▶ [ABOUT THIS EXERCISE] Filter the records below, keeping only lines with the string "closed".

Stored data:

<<<<

PR #9694, opened 2020-11-18
net_plugin monitor heartbeat of peers

kimjh2005:
## Change Description

Implemented heartbeat monitoring of connections.
- Added config option --p2p-keepalive-interval-ms N  
- Updated time stamp of received messages
- ticker timer function checks each connections latest time stamp and current time stamp. 
As ticker() is executed on keepalive interval, heartbeat time out may not be the exact 2 * p2p-keepalive-interval-ms.
- For connection to peer-address, it will try to reconnect.  For accepted connection,  the connection is disconnected and destroyed.
- For connections from old network_version, the heartbeat timeout will not be enabled.

## Change Type
**Select ONE**
- [ ] Documentation

- [ ] Stability bug fix

- [x] Other

- [ ] Other - special case

## Consensus Changes
- [ ] Consensus Changes

## API Changes
- [ ] API Changes

## Documentation Additions
- [x] Documentation Additions

>nodeos --help 
  ...                                     
                                        
  --p2p-keepalive-interval-ms arg (=32000)     heartbeat keepalive message interval in
                                        miliseconds
...

1. Every p2p-keepalive-interval-ms milliseconds a time_message is published to all the connections. 
2. If any messages not received over 2 * p2p-keepalive-interval-ms milliseoncds, a heartbeat timeout occurs and the  connection is closed.   If the connection is to peer, it will be reconnected when the peer restarts.  If it is an accepted connection, it will not be reconnected and the connection is closed and removed. 
3. Heartbeat timeout is disabled on connection from older version.

### DIFF
--- a/plugins/net_plugin/net_plugin.cpp
+++ b/plugins/net_plugin/net_plugin.cpp
@@ -3576,7 +3576,7 @@ namespace eosio {
            "   _port  \tremote port number of peer\n\n"
            "   _lip   \tlocal IP address connected to peer\n\n"
            "   _lport \tlocal port number connected to peer\n\n")
-         ( "p2p-keepalive-interval", bpo::value<int>()->default_value(def_keepalive_interval), "peer heartbeat keepalive message interval in miliseconds")
+         ( "p2p-keepalive-interval-ms", bpo::value<int>()->default_value(def_keepalive_interval), "peer heartbeat keepalive message interval in milliseconds")
 
         ;
    }
@@ -3602,12 +3602,12 @@ namespace eosio {
          my->p2p_accept_transactions = options.at( "p2p-accept-transactions" ).as<bool>();
 
          my->use_socket_read_watermark = options.at( "use-socket-read-watermark" ).as<bool>();
-         my->keepalive_interval = std::chrono::milliseconds( options.at( "p2p-keepalive-interval" ).as<int>() );
+         my->keepalive_interval = std::chrono::milliseconds( options.at( "p2p-keepalive-interval-ms" ).as<int>() );
          EOS_ASSERT( my->keepalive_interval.count() > 0, chain::plugin_config_exception,
-                     "p2p-keepalive_interval must be greater than 0" );
+                     "p2p-keepalive_interval-ms must be greater than 0" );
 
-         if( options.count( "p2p-keepalive-interval" )) {
-            my->heartbeat_timeout = std::chrono::milliseconds( options.at( "p2p-keepalive-interval" ).as<int>() * 2 );
+         if( options.count( "p2p-keepalive-interval-ms" )) {
+            my->heartbeat_timeout = std::chrono::milliseconds( options.at( "p2p-keepalive-interval-ms" ).as<int>() * 2 );
          }
 
          if( options.count( "p2p-listen-endpoint" ) && options.at("p2p-listen-endpoint").as<string>().length()) {
--- a/plugins/net_plugin/net_plugin.cpp
+++ b/plugins/net_plugin/net_plugin.cpp
@@ -233,8 +233,8 @@ namespace eosio {
       boost::asio::steady_timer::duration   connector_period{0};
       boost::asio::steady_timer::duration   txn_exp_period{0};
       boost::asio::steady_timer::duration   resp_expected_period{0};
-      boost::asio::steady_timer::duration   keepalive_interval{std::chrono::seconds{32}};
-      std::chrono::seconds                  heartbeat_timeout{std::chrono::seconds{32 * 2}};
+      std::chrono::milliseconds             keepalive_interval{std::chrono::milliseconds{32 * 1000}};
+      std::chrono::milliseconds             heartbeat_timeout{keepalive_interval * 2};
 
       int                                   max_cleanup_time_ms = 0;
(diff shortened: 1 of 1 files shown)


plugins/net_plugin/net_plugin.cpp
```diff
@@ -1081,6 +1096,25 @@ namespace eosio {
       });
    }
 
+   void connection::check_heartbeat( const tstamp &current_time )
+   {
+      if( protocol_version >= heartbeat_interval ) {
+         if( latest_msg_time > 0 &&  current_time > latest_msg_time + heartbeat_timeout ) {
+            if( !peer_addr.empty() ) {
```
heifner, line 1103: use `peer_address()` instead of variable directly.

plugins/net_plugin/net_plugin.cpp
```diff
@@ -1081,6 +1096,25 @@ namespace eosio {
...
+               fc_wlog(logger, "heartbeat timed out for peer address ${adr}", ("adr", peer_addr));
+               no_retry = benign_other;
+            } else {
+               fc_wlog(logger, "heartbeat timed out from ${p} ${ag}", ("p", last_handshake_recv.p2p_address)("ag", last_handshake_recv.agent));
+               no_retry = fatal_other;
+            }
+
+            flush_queues();
```
heifner, line 1111: `close()` calls `flush_queues()` don't call here.
Also I think this would be a situation where you would want immediate reconnect. Pass `true` to close.

plugins/net_plugin/net_plugin.cpp
```diff
@@ -1081,6 +1096,25 @@ namespace eosio {
...
 
+   void connection::check_heartbeat( const tstamp &current_time )
+   {
+      if( protocol_version >= heartbeat_interval ) {
+         if( latest_msg_time > 0 &&  current_time > latest_msg_time + heartbeat_timeout ) {
+            if( !peer_addr.empty() ) {
+               fc_wlog(logger, "heartbeat timed out for peer address ${adr}", ("adr", peer_addr));
+               no_retry = benign_other;
+            } else {
+               fc_wlog(logger, "heartbeat timed out from ${p} ${ag}", ("p", last_handshake_recv.p2p_address)("ag", last_handshake_recv.agent));
```
heifner, line 1107: `last_handshake_recv` should not be accessed without holding the `conn_mtx`

plugins/net_plugin/net_plugin.cpp
```diff
@@ -1081,6 +1096,25 @@ namespace eosio {
...
+               no_retry = fatal_other;
```
heifner, line 1108: I don't see why you are setting `no_retry` to `fatal_other`. Why set it at all? For that matter why set it to `benign_other` above? That is set when sending a go_away message which we are not doing here.

plugins/net_plugin/net_plugin.cpp
```diff
@@ -1081,6 +1096,25 @@ namespace eosio {
...
+            }
+
+            flush_queues();
+            close();
+         }
+      }
+      send_time();
```
heifner, line 1115: Should not `send_time()` if you just closed the connection above.

heifner (changes requested):
You could manually test this by pausing a connected node and seeing if it disconnected and tried to re-connect.

spoonincode:
Were TCP keepalives considered? I realize this technically detects more failures (given it's a layer 7 check not a layer 4). But unless detecting stuck nodeos' is a requirement, TCP keepalives seem considerably less complex to implement and still detect dead network connections.

heifner:
> Were TCP keepalives considered? I realize this technically detects more failures (given it's a layer 7 check not a layer 4). But unless detecting stuck nodeos' is a requirement, TCP keepalives seem considerably less complex to implement and still detect dead network connections.

Yes. https://github.com/EOSIO/eos/tree/net-plugin-keepalive-2.0 but that didn't fix EOSUSA issue.

plugins/net_plugin/net_plugin.cpp
```diff
@@ -3532,6 +3576,8 @@ namespace eosio {
            "   _port  \tremote port number of peer\n\n"
            "   _lip   \tlocal IP address connected to peer\n\n"
            "   _lport \tlocal port number connected to peer\n\n")
+         ( "keepalive-interval", bpo::value<int>()->default_value(def_keepalive_interval), "heartbeat keepalive message interval in miliseconds")
```
heifner, line 3579: This should be called `p2p-keepalive-interval-ms`
Remember to update the PR description.

plugins/net_plugin/net_plugin.cpp
```diff
@@ -3556,6 +3602,11 @@ namespace eosio {
          my->p2p_accept_transactions = options.at( "p2p-accept-transactions" ).as<bool>();
 
          my->use_socket_read_watermark = options.at( "use-socket-read-watermark" ).as<bool>();
+         my->keepalive_interval = std::chrono::milliseconds( options.at( "keepalive-interval" ).as<int>() );
```
heifner, line 3605: Should EOS_ASSERT this is > 0

heifner (changes requested):

heifner (approved):

PR #9697, opened 2020-11-19
[blockvault] Fix CICD Test Failure

johndebord:
~~Installing the dependencies in `libpq` and `libpqxx` in the `.cicd/platforms/unpinned/macos-10.15-unpinned.sh` script is causing the test `snapshot_unit_test_eos-vm`. This change addresses that issue.~~
image


huangminghuang (dismissed):

heifner:
The problem was a bad merge with develop

PR #9698, opened 2020-11-19
[blockvault] Add Guide For Building And Testing The `blockvault_client_plugin`

johndebord:


plugins/blockvault_client_plugin/README.md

>>>>

▶ [ANSWER TO THE EXERCISE]
2. If any messages not received over 2 * p2p-keepalive-interval-ms milliseoncds, a heartbeat timeout occurs and the  connection is closed.   If the connection is to peer, it will be reconnected when the peer restarts.  If it is an accepted connection, it will not be reconnected and the connection is closed and removed. 
heifner, line 1115: Should not `send_time()` if you just closed the connection above.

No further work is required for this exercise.